Depending on the region and project type, the central and state governments provide subsidies covering more than 30% of the total project costs.
Localization of PV manufacturing stimulated by demand-side incentive policies
To support the growth of solar PV demand, India has been promoting local manufacturing policies. In 2022, India introduced a Basic Custom Duty (BCD) on imported solar products, imposing 25% on cells and 40% on modules.
Additionally, the Production Linked Incentive (PLI) scheme, approved in 2021, allocated INR 240 billion (USD 2.88 billion) in finding across two tender phases to support solar production. Subsidies are based on sales, localization, and efficiency. The awarded capacity is expected to be operational by 2026.
The Approved List of Modules and Manufacturers (ALMM) requires government projects to use locally made modules. By January 2025, the list includes 64.6 GW of module capacity, meeting India's demand. Starting in June 2026, a new cell list will require government projects to use locally assembled cells and modules.
India’s solar PV market outlook in 2025
India’s cell capacity is limited due to a lack of technology. Therefore, even with a 25% import duty, Chinese cells remain competitive in the country. Despite the implementation of ALMM, most of India’s market is still dominated by locally assembled Chinese modules.

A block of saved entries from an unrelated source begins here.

PR #134, opened 2019-04-24
Update confirmation PDF to reflect the latest layout and design

cintamani:
https://eaflood.atlassian.net/browse/RUBY-223

- Added tests coverage and refactoring of factories
- Added pdf_matchers RSpec helpers to match PDF content
- Changed DatabaseCleaner strategy (still unsure what's causing failure on unique constraints - will need more investigation)
- Removed usage of seeded Exemption entries and used factories instead


spec/factories/address.rb
```diff
@@ -2,8 +2,24 @@
...
+  modes = WasteExemptionsEngine::Address.modes
 
   factory :address, class: WasteExemptionsEngine::Address do
+    trait :manual do
+      mode { modes[:manual] }
+      premises { "#{address_type} Address Premises" }
+      street_address { "#{address_type} 34 Honey road" }
+      locality { "#{address_type} Avon" }
+      city { "#{address_type} Bristol" }
+      postcode { "#{address_type} BS1 5AH" }
```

If the ALMM for cells is introduced in 2026, India’s cell capacity and production timing will be crucial. Since Chinese cells are cost-effective, the requirement for local cell assembly could increase project costs and hinder solar market growth.
On the demand side, India’s solar park, utility-scale projects, Prime Minister’s Solar Home Program, and Farmer Energy Program all aim to meet 2026 installation targets. Under the National Electricity Plan (NEP), India must achieve 280 GW of solar PV capacity by 2030, requiring an average addition of 30 GW per year. With continued support, 2025 will be a pivotal year for India’s solar market, with demand expected to reach 35-40 GW.